Nutanix puts ChatGPT in a turnkey box

Nutanix has launched a turnkey GPT-in-a-box for customers to run large language model AI workloads on its hyperconverged software platform.

Update: Nutanix does not support Nvidia’s GPU Direct protocol. 5 Sep 2023.

GPT (Generative Pre-trained Transformer) is a type of machine learning large language model (LLM) which can interpret text requests and questions, search through multiple source files and respond with text, image, video or even software code output. Sparked by the ChatGPT model, organizations worldwide are considering how adopting LLMs could improve marketing content creation, make chatbot interactions with customers better, provide data scientist capabilities to ordinary researchers, and save costs while doing so.

Greg Macatee, an IDC Senior Research Analyst, Infrastructure Systems, Platforms and Technologies Group, said: “With GPT-in-a-box, Nutanix offers customers a turnkey, easy-to-use solution for their AI use cases, offering enterprises struggling with generative AI adoption an easier on-ramp to deployment.”

Nutanix wants to make it easier for customers to trial and use LLMs by crafting a software stack including its Nutanix Cloud Infrastructure, Nutanix Files and Objects storage, and Nutanix AHV hypervisor and Kubernetes (K8S) software with Nvidia GPU acceleration. Its Cloud Infrastructure base is a software stack in its own right, including compute, storage and network, hypervisors and containers, in public or private clouds. GPT-in-a-box is scalable from edge to core datacenter deployments, we’re told.

The GPU acceleration involves Nutanix’s Karbon Kubernetes environment supporting GPU passthrough mode on top of Kubernetes.

Thomas Cornely, SVP, Product Management at Nutanix, said: “Nutanix GPT-in-a-Box is an opinionated AI-ready stack that aims to solve the key challenges with generative AI adoption and help jump-start AI innovation.” 

We’ve asked what the “opinionated AI-ready stack” term means and Nutanix’answer is: “The AI stack is “opinionated” as it includes what we believe are the best in class components for the model runtimes, Kubeflow, PyTorch, Torchserve, etc. The open source ecosystem is fast moving and detailed knowledge of these projects allows us to ensure the right subset of components are deployed in the best manner.’’

Nutanix is also providing services to help customers size their cluster and deploy its software with open source deep learning and MLOps frameworks, inference server, and a select set of LLMs such as Llama2, Falcon GPT, and MosaicML.

Data scientists and ML administrators can consume these models with their choice of applications, enhanced terminal UI, or standard CLI. The GPT-in-a-box system can run other GPT models and fine tune them by using internal data, accessed from Nutanix Files or Objects stores.

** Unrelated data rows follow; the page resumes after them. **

PR #3082, opened 2026-06-03
fix: rate-limit POST /upload/retry-with-credential by IP

### LINKED ISSUE #2412: Rate-limit POST /upload/retry-with-credential to prevent script-driven password attempts
## Why

Security-review finding I1 (informational) on [PR #2404](https://github.com/2anki/server/pull/2404): the attempt counter that surfaces the soft hint after 3 wrong passwords is client-side only. A script can POST unlimited wrong passwords against `POST /upload/retry-with-credential`.

The risk is limited because:
- The retry endpoint requires re-uploading the PDF on each call (multer enforces a file).
- The PDF library does the decryption work, so this self-limits on CPU rather than enabling credential stuffing against external systems.

Still worth closing — the spec's intent was a soft block, and a server-side rate limit makes that real.

## What

Add a per-IP (or per-session, if cheaper) rate limit on `POST /upload/retry-with-credential`. Suggested shape:

- 10 attempts per 15 minutes per IP, 429 once exhausted.
- Response: `{ error: 'too_many_attempts', retryAfterSeconds: <n> }`.
- Match whatever rate-limit infrastructure the codebase already uses (look for `express-rate-limit` or middleware in `routes/middleware/`); do not introduce a new dependency if one already exists.

## Done when

- Hitting the endpoint > N times within the window returns 429.
- The frontend handles the 429 with copy that matches VOICE.md (something like "Too many attempts — try again in a few minutes.").
- An integration test covers the rate-limit path.

## Out of scope

- Per-account / authenticated-user limits (anonymous-IP limit is sufficient as a first pass).
- CAPTCHA — overkill for the actual threat model.

aalemayhu:
## What

Adds a per-IP rate limiter in front of `POST /upload/retry-with-credential`. The handler now hashes the client IP, checks an in-memory `InMemoryRateLimiter` (10 requests / minute per IP, 500 global), and returns:

```
HTTP/1.1 429 Too Many Requests
{ "message": "Too many password attempts. Please wait a minute and try again." }
```

The temp file from `multer.dest = '/tmp'` is cleaned up on the 429 path so a script-driven attack can't fill the disk.

## Why

Security-review finding I1 (informational) on PR #2404: the attempt counter that surfaces the soft hint after 3 wrong passwords was client-side only — a script could POST unlimited wrong passwords against `/upload/retry-with-credential` without ever loading the UI. The risk was limited (the endpoint requires a PDF upload on each call and self-limits on CPU) but worth closing because the original spec's intent was a soft hint after 3 attempts.

## How

- New `src/lib/rateLimit/InMemoryRateLimiter.ts` — generalized version of the limiter in `ErrorEventController` (per-key window + global cap, injectable `now()`). Same algorithm, parameterized so different endpoints can pick different limits.
- `UploadController` constructs a default limiter at boot (10/min/IP, 500/min global) and accepts an injected limiter for tests.
- A failing limiter check returns 429 before the credential is read, before the PDF is decrypted, and after the multer temp file is unlinked.

## Tests

- `src/lib/rateLimit/InMemoryRateLimiter.test.ts` — covers per-key cap, key isolation, window reset, global cap. Uses an injected `now()` so the tests are deterministic.
- `src/controllers/Upload/UploadController.test.ts` — adds two tests: limiter rejects → 429; missing file → 400 short-circuit before the limiter is consulted.

## Browser check

Browser check: not applicable — server-side endpoint change, no `web/src/` files touched.

- Limits: 10/min/IP, 500/min global. Picked to be high enough for legitimate retries (a real user typing a password fast wouldn't hit it) and low enough that a script gets shut down quickly. Adjust if you want either bound tighter.
- Storage: in-memory, per-process. The existing `ErrorEventController` uses the same pattern; multi-process correctness is a separate concern that would need Redis if you want it later.
- Error copy: "Too many password attempts. Please wait a minute and try again." — direct per `VOICE.md`, no fake warmth. The client already classifies 429 → generic limit message; this PR doesn't depend on the client doing anything new.

Closes #2412

---
<a href="https://app.blacksmith.sh/2anki/codesmith/server/pr/3082"><picture><source media="(prefers-color-scheme: dark)" srcset="https://pr-comments-assets.blacksmith.sh/codesmith/view-with-codesmith-dark-v2.svg"><source media="(prefers-color-scheme: light)" srcset="https://pr-comments-assets.blacksmith.sh/codesmith/view-with-codesmith-light-v2.svg">View with Codesmith</picture></a> <a href="https://backend.blacksmith.sh/track/enable-autofix?expires=1783114401&installation_id=132681956&pr_number=3082&repository=2anki%2Fserver&return_to=https%3A%2F%2Fgithub.com%2F2anki%2Fserver%2Fpull%2F3082&signature=7521c0172e395a4b5640c7b55c81dbd0f6cfea593381a7005d7f0149d97fb9b1"><picture><source media="(prefers-color-scheme: dark)" srcset="https://pr-comments-assets.blacksmith.sh/codesmith/autofix-with-codesmith-dark.svg"><source media="(prefers-color-scheme: light)" srcset="https://pr-comments-assets.blacksmith.sh/codesmith/autofix-with-codesmith-light.svg">Autofix with Codesmith</picture></a>

### DIFF
--- a/src/controllers/Upload/UploadController.test.ts
+++ b/src/controllers/Upload/UploadController.test.ts
@@ -205,3 +205,132 @@ describe('Upload file — multer error handling', () => {
     );
   });
 });
+
+describe('UploadController.retryPdfWithCredential rate limit', () => {
+  test('returns 429 when the limiter rejects the IP', async () => {
+    const repository = {
+      deleteUpload: jest.fn(),
+      getUploadsByOwner: jest.fn().mockResolvedValue([]),
+      findByIdAndOwner: jest.fn().mockResolvedValue(null),
+      findByKey: jest.fn().mockResolvedValue(null),
+      findAllByObjectIdAndOwner: jest.fn().mockResolvedValue([]),
+      update: jest.fn().mockResolvedValue([]),
+      getLastUploadForUser: jest.fn().mockResolvedValue(null),
+      getLastReconvertibleUpload: jest.fn().mockResolvedValue(null),
+      findByOwnerAndDedupeKey: jest.fn().mockResolvedValue(null),
+      insertNativeDeck: jest.fn(),
+    };
+    const notionRepository: INotionRepository = {
+      getNotionData: jest.fn() as INotionRepository['getNotionData'],
+      saveNotionToken: jest.fn() as INotionRepository['saveNotionToken'],
+      getNotionToken: jest.fn() as INotionRepository['getNotionToken'],
+      deleteBlocksByOwner: jest.fn() as INotionRepository['deleteBlocksByOwner'],
+      deleteNotionData: jest.fn() as INotionRepository['deleteNotionData'],
+      markTokenInvalid: jest.fn().mockResolvedValue(undefined),
+      clearTokenInvalid: jest.fn().mockResolvedValue(undefined),
+      setReconnectEmailSent: jest.fn().mockResolvedValue(true),
+    };
+    const uploadService = new UploadService(repository, {} as JobRepository, buildUsersRepo());
+    const notionService = new NotionService(notionRepository);
+
+    const blockingLimiter = { check: jest.fn().mockReturnValue(false) };
+    const controller = new UploadController(
+      uploadService,
+      notionService,
+      undefined,
+      undefined,
+      undefined,
+      undefined,
+      blockingLimiter
+    );
+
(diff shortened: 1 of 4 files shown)


aalemayhu:
@claude review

Gratifyingly for Nutanix, a recent survey found 78 percent of its customers were likely to run their AI/ML workloads on the Nutanix Cloud Infrastructure. As if by magic, that bears out what IDC’s supporting quote said above.

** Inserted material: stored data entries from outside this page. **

PR #3137, opened 2026-06-05
fix: capture scrubbed raw output for unknown upload errors

### LINKED ISSUE #2408: Capture raw output for the 'unknown' UploadErrorCode bucket
## Context

PR #2322's `UploadErrorCode` union ends in a catch-all `'unknown'`. Today, any error that isn't classified by `buildPythonExitError` (or any non-`PythonExitError` thrown through `ErrorHandler`) lands in this bucket and falls back to whatever raw `err.message` was attached.

To discover the next failure class worth promoting to its own code (and thus its own bespoke copy), we need to look at what the `'unknown'` bucket actually contains in production.

## What to do

- Sample the `'unknown'` bucket's `err.message` (or the stdout/stderr of the underlying `PythonExitError.rawOutput` where relevant) for a representative window — a week is fine.
- Bucket by message stem (first 80 chars, normalized).
- Pick the top-3 most frequent patterns.
- For each, decide whether it deserves a new `UploadErrorCode` value or whether the existing prose is good enough.

## Privacy

When capturing samples, **scrub any user-controlled content** (filenames, Notion page titles, deck names, copy-pasted snippets) before logging. Stick to the canned message prefixes from `buildPythonExitError` constants, the exception class name, and the Python crash kind.

## References

- PR #2322 (the shipping change)
- `src/lib/anki/buildPythonExitError.ts` (`PythonCrashKind` → `UploadErrorCode` mapping)
- `src/routes/middleware/ErrorHandler.tsx` (where `code = 'unknown'` is set)

aalemayhu:
## What
Persists a scrubbed, truncated sample of the Python converter's raw output (stderr/stdout) whenever an upload error lands in the `'unknown'` UploadErrorCode bucket. The sample goes into the existing `error_events.context` jsonb via `ErrorCaptureMiddleware` — no new sink, no new table.

## Why
Fixes #2408. The `'unknown'` bucket is where unclassified Python crashes land, and today only the generic `err.message` ("Something went wrong on our end… job ID …") is stored. `PythonExitError.rawOutput` already carried the diagnostic signal but nothing persisted it, so there was no way to find the next failure class worth promoting to its own error code and bespoke copy.

## How
- New pure helper `src/lib/anki/scrubPythonRawOutput.ts`:
  - `scrubPythonRawOutput` redacts quoted user filenames (`'My Deck.html'` → `[file]`), non-Python absolute paths (`/workspace/…` → `[path]`, keeping `.py` basenames so tracebacks stay readable), emails (`[email]`), and 32+ char token-like strings (`[token]`), then truncates to 500 chars.
  - `buildUnknownPythonErrorContext` returns `{ python_crash_kind, python_exit_code, python_raw_output }` only for `PythonExitError` with `kind === 'unknown'` and non-empty raw output; null otherwise.
- `ErrorCaptureMiddleware` sets `context` on the inserted `error_events` row using that helper. Classified kinds (`invalid-markup`, `too-large`, …) and plain Errors get `context: null` — no extra capture.
- The client response in `ErrorHandler` is untouched; raw output never leaves the server (CWE-532 / CWE-209 guidance per the issue and `.claude/rules/security.md`).

## Measuring success
Ops query: `SELECT context->>'python_raw_output', count(*) FROM error_events WHERE source = 'server' AND context ? 'python_raw_output' GROUP BY 1 ORDER BY 2 DESC;` — after a week, bucket by message stem and pick the top-3 patterns per the issue.

## Testing
- Unit tests added:
  - `scrubPythonRawOutput.test.ts` — redaction of paths/filenames/emails/tokens, `.py` basename preservation, 500-char truncation, context builder gating (unknown vs classified vs plain Error vs empty raw output).
  - `ErrorCaptureMiddleware.test.ts` — unknown PythonExitError → row carries scrubbed/truncated context; classified PythonExitError and plain Error → `context: null`.
  - `ErrorHandler.test.ts` — response body for an unknown PythonExitError is exactly `{ code, message }`, no raw output.

## Browser check
Browser check: not applicable — server-only change, no `web/src/` files in the diff.

## Changelog
No entry — internal-only observability, no user-visible change.

## Risks
Low. Capture is additive on the existing error path; the helper is pure and the middleware already fail-opens (fallback writer + `next(err)` on any capture failure). Scrubbing is conservative — if a redaction pattern over-matches, we lose diagnostic detail, never user privacy. Rollback: revert the single commit.

Sonar note: `sonar-scanner` not run locally — `SONAR_TOKEN` unset in this environment; change is small (one pure helper + one field on an insert), expect no findings.

## Goal alignment
Faster classification of conversion failures → better error copy → fewer abandoned uploads on the hot conversion path that drives the 300K-user goal.

---
<a href="https://app.blacksmith.sh/2anki/codesmith/server/pr/3137"><picture><source media="(prefers-color-scheme: dark)" srcset="https://pr-comments-assets.blacksmith.sh/codesmith/view-with-codesmith-dark-v2.svg"><source media="(prefers-color-scheme: light)" srcset="https://pr-comments-assets.blacksmith.sh/codesmith/view-with-codesmith-light-v2.svg">View with Codesmith</picture></a> <a href="https://backend.blacksmith.sh/track/enable-autofix?expires=1783280648&installation_id=132681956&pr_number=3137&repository=2anki%2Fserver&return_to=https%3A%2F%2Fgithub.com%2F2anki%2Fserver%2Fpull%2F3137&signature=3b2bab6f73963c07dd6652bd3f7f532197bb88e9f31d0f15a543b5208a05037f"><picture><source media="(prefers-color-scheme: dark)" srcset="https://pr-comments-assets.blacksmith.sh/codesmith/autofix-with-codesmith-dark.svg"><source media="(prefers-color-scheme: light)" srcset="https://pr-comments-assets.blacksmith.sh/codesmith/autofix-with-codesmith-light.svg">Autofix with Codesmith</picture></a>

### DIFF
--- a/src/lib/anki/scrubPythonRawOutput.test.ts
+++ b/src/lib/anki/scrubPythonRawOutput.test.ts
@@ -1,0 +1,85 @@
+import {
+  buildUnknownPythonErrorContext,
+  scrubPythonRawOutput,
+} from './scrubPythonRawOutput';
+import { PythonExitError } from './buildPythonExitError';
+
+describe('scrubPythonRawOutput', () => {
+  it('keeps python file basenames from traceback paths', () => {
+    const raw =
+      'Traceback (most recent call last):\n  File "/app/create_deck/create_deck.py", line 12, in <module>';
+    expect(scrubPythonRawOutput(raw)).toBe(
+      'Traceback (most recent call last):\n  File "create_deck.py", line 12, in <module>'
+    );
+  });
+
+  it('redacts non-python absolute paths', () => {
+    const raw = "FileNotFoundError: /workspace/123/uploads/secret-notes.html";
+    expect(scrubPythonRawOutput(raw)).toBe('FileNotFoundError: [path]');
+  });
+
+  it('redacts quoted filenames containing user-named content', () => {
+    const raw =
+      "OSError: cannot open 'My Biology Deck Week 4.html' for reading";
+    expect(scrubPythonRawOutput(raw)).toBe(
+      'OSError: cannot open [file] for reading'
+    );
+  });
+
+  it('redacts email addresses', () => {
+    const raw = 'ValueError: bad value for student@example.com in field';
+    expect(scrubPythonRawOutput(raw)).toBe(
+      'ValueError: bad value for [email] in field'
+    );
+  });
+
+  it('redacts long token-like strings', () => {
+    const raw = `KeyError: secret_ntn_${'a'.repeat(40)}`;
+    expect(scrubPythonRawOutput(raw)).toBe('KeyError: [token]');
+  });
+
+  it('truncates output to 500 characters', () => {
+    const raw = 'KeyError: nested lookup failed\n'.repeat(100);
+    expect(scrubPythonRawOutput(raw)).toHaveLength(500);
+  });
+});
+
+describe('buildUnknownPythonErrorContext', () => {
+  it('returns context with scrubbed raw output for an unknown PythonExitError', () => {
+    const err = new PythonExitError('generic message', {
+      kind: 'unknown',
+      rawOutput: 'KeyError: /workspace/123/deck.html exploded',
+      code: 1,
+    });
+
+    expect(buildUnknownPythonErrorContext(err)).toEqual({
+      python_crash_kind: 'unknown',
+      python_exit_code: 1,
+      python_raw_output: 'KeyError: [path] exploded',
+    });
+  });
+
+  it('returns null for a classified PythonExitError', () => {
+    const err = new PythonExitError('markup message', {
+      kind: 'invalid-markup',
+      rawOutput: 'UserWarning: Field contained the following invalid HTML tags',
+      code: 1,
+    });
+
+    expect(buildUnknownPythonErrorContext(err)).toBeNull();
+  });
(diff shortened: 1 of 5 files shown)


aalemayhu:
SonarCloud gate was failing on two findings in the new `scrubPythonRawOutput.ts`:

1. **S5843** — quoted-filename regex complexity 21 (limit 20). Fixed by building the pattern from a `SCRUBBED_FILE_EXTENSIONS` list instead of one literal with `html?`/`jpe?g` shorthands; same match set, extension list now reads as data.
2. **S5852 security hotspot** (the actual gate failure — `new_security_hotspots_reviewed` 0% < 100%) — the email regex `[\w.+-]+@…` could backtrack super-linearly on long runs with no `@`. Fixed by bounding every quantifier (`{1,64}` local part, `{1,63}` labels, `{1,8}` labels), matching the bounded-repetition pattern Sonar already accepts on the neighbouring filename regex. The hotspot disappears on re-analysis rather than needing a manual review in the UI.

Branch also rebased onto current main (clean, no conflicts). Server tsc + the three touched suites (scrubPythonRawOutput, ErrorCaptureMiddleware, ErrorHandler — 36 tests) green.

Nutanix wants us to realize it has AI and open source AI community credibility through its:

  • Participation in the MLCommons (AI standards) advisory board
  • Co-founding and technical leadership in defining the ML Storage Benchmarks and Medicine Benchmarks
  • Serving as a co-chair of the Kubeflow (MLOps) Training and AutoML working groups at the Cloud Native Computing Foundation (CNCF)

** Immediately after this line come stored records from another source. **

PR #3136, opened 2026-06-05
chore: migrate lint/format from biome to oxlint + oxfmt

aalemayhu:
## What

Replaces the server's disabled-ESLint stubs and the web workspace's Biome with **Oxc** — `oxlint` for linting (both workspaces) and `oxfmt` for formatting.

- Adds `.oxlintrc.json` / `.oxfmtrc.json` (single shared config at root; web scripts point at `../`).
- Root scripts: `lint`, `lint:fix` (oxlint), `format`, `format:check` (oxfmt). Web `lint`/`lint:fix` swapped to Oxc.
- New **server-side** `lint` + `format:check` CI job (`server.yml`) — server code was previously unlinted.
- Removes `@biomejs/biome`, `web/biome.json`, and the dead root `.prettierrc`.
- Reformats `src/` and `web/src/` with oxfmt (the bulk of the diff).
- Updates the Biome references in `CLAUDE.md` and `web/CLAUDE.md`.

## Why

ESLint was removed months ago and the root `lint` scripts were `echo` stubs, so **server code shipped unlinted**. Web ran Biome. Consolidating on one fast Rust toolchain restores server linting and removes the two-tool divergence.

## Decisions / caveats (please review)

- **Lint rules carried over from Biome are set to `warn`, not `error`.** The never-linted server has **75 pre-existing violations** of the ported style rules (no-nested-ternary, no-negated-condition, prefer-optional-chain, etc.). Fixing them belongs in scoped follow-ups, not this tooling change. `pnpm lint` exits 0; the debt is visible as warnings. Ratchet to `error` as it is paid down.
- **oxfmt is pre-1.0 (0.53.0)** and **not fully idempotent in a single pass** — 17 files needed a second `pnpm format` to converge. The committed tree is converged (CI `format:check` is green), but contributors may need to run `pnpm format` twice. This is the experimental-formatter risk we accepted.
- Format ignores scope out HTML templates, kanel-generated, fixtures, and build output.

## Verification

- Server `tsc` + build: clean
- Web typecheck: clean
- Web tests: 1722 passed
- Server tests (sampled apkg/uploads/ankify): 111 passed
- `pnpm lint` exit 0, `pnpm format:check` exit 0

## Browser check
Browser check: not applicable — formatting-only reformat of web/src plus tooling/config; no component or runtime behavior changed.

🤖 Generated with [Claude Code](https://claude.com/claude-code)

---
[...]

Issue #2427, opened 2026-05-18
test: verify worker pool spec acceptance criteria — load + trace


aalemayhu:
Follow-up from #2418 (Notion conversion worker pool).

## What

Two acceptance criteria from the original spec (`Documentation/specs/notion-conversion-worker-pool.md`, preserved in commit `2b51662f19fe`) were argued informally in #2418 but never asserted in tests:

Get more details about this ChatGPT-in-a-box software stack from Nutanix’s website

Bootnote. Nutanix’ Acropolis software supports Nvidia’s vGPU feature, in which a single GPU is shared amongst accessing client systems, each seeing their own virtual GPU. It does not support Nvidia’s GPUDirect protocol for direct access to NVMe storage, bypassing a host CPU and its memory (bounce buffer).